Enunciating each line in a laboriously accented staccato, Gaga’s Patrizia spends her screen time extolling the exceptionalism of the House of Gucci and asking ever more of Maurizio and his family — and it’s hard to blame her. At one point, Pacino’s Aldo tells her exactly what she wants to hear at one of their New York stores: “You see it, you want it, it’s yours.” The road Patrizia forges, from her initial starry-eyed beholding of an empire to slow-blossoming but eventually staggering levels of covetousness, is laid with a kaleidoscopic range of uncontrolled sentiments toward the wealth and power she seeks. Her admittedly patchy, high-camp performance is riven with flashes of eat-the-rich attitude, a strain of resentment for the thing she desires most. At the same time, she’s an outsider and voyeur, eyeing and then worshipping at the temple of the Gucci brand (as certain viewers might). Over time, she becomes perhaps its clearest exponent, resembling a Real Housewives viewer who eventually marries up, and stands as the member of the film’s main cast who wears Gucci’s ornaments — and Gucci’s lines — the best. When various cast members say “Gucci will pay for it,” it’s an invocation of a kind of elemental law, a statement that in their world is always true.
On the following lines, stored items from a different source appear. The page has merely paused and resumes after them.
PR #1273, opened 2022-11-23
Interpolator Speed

trisyoungs:
This PR improves the speed of the `Interpolator` class when calculating and returning interpolated values at a given x. Previously, the interval in which the target x value was determined with a binary chop - this is fine, but adds significant overhead to the process.  In common use cases the supplied x values are reliably increasing (i.e. it is not random access).

Here we add a quick check on the last used interval in the interpolator, and try to trivially determine the required valid interval and avoid the binary chop wherever possible.  A unit test is added.  Anecdotally, this provides at least a 50% speed up when providing x-ordered values.


rprospero (approved):
Everything looks good.  However, I'm thinking that we need to add another overloay for the `y` function that takes a vector of doubles and returns a vector of interpolated doubles.  There's multiple places where this comes up within the class itself.  It might also allow us to simplify some of the logic since we can analyse the full set of input coordinates before doing the calculations (e.g. check if the array is monotonically increasing)

Issue #1268, opened 2022-11-16
Reverse index ordering on Array3D


rprospero:
Currently, the Array3D gives the tightest grouping to the first coordinate.  However, most of our inner loops are over the final coordinate.  This leads to two problems

- [X] We're pulling out disparate array elements, thrashing the cache.  Having the tightest grouping on the final coordinate would keep the memory together.  It might also enable some SIMD operations.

While Irons’ Rodolfo, an educated and relatively tasteful patriarch (he’s basically an island in this), represents an older world of more exclusive indicators of class, the Gucci heirs — and Patrizia, too — see in the brand a web of future possibilities. Some see a populist and willful cheapening of Gucci through the dissemination of caps and baubles and mugs — all welcome revenue sources. Others, like Pacino’s Aldo, see a road into luxury markets beyond the west. The cartoonish Paolo, a minority shareholder, yearns to see his own designs made real on and past the runway, regarding himself as a frustrated artist.
There’s a lot to be had here, not just in the film’s family dynamics and power plays, but in this examination of an old family-owned business weighing conversion to a kind of franchise, in the thirst for riches fogging up romantic and familial love, and in the nature and power of Gucci’s somewhat crass, commodified signification of high-class taste. While Gaga brings the meatiest performance in terms of embodying what both spans all this and should be the film’s central question — the abiding and enduring question of what class is — the movie feels, in the end, confused. Denser with potential than actual sources of interest, and of aesthetic pleasure (for all its talk of beauty, the film looks workmanlike), this should-be grand story winds up feeling thinner and weaker than it ought to. Unable to live up to either its most memorable peaks or its own self-worshipping tones, the wealthy have here — as they so often do — let the rest of us down.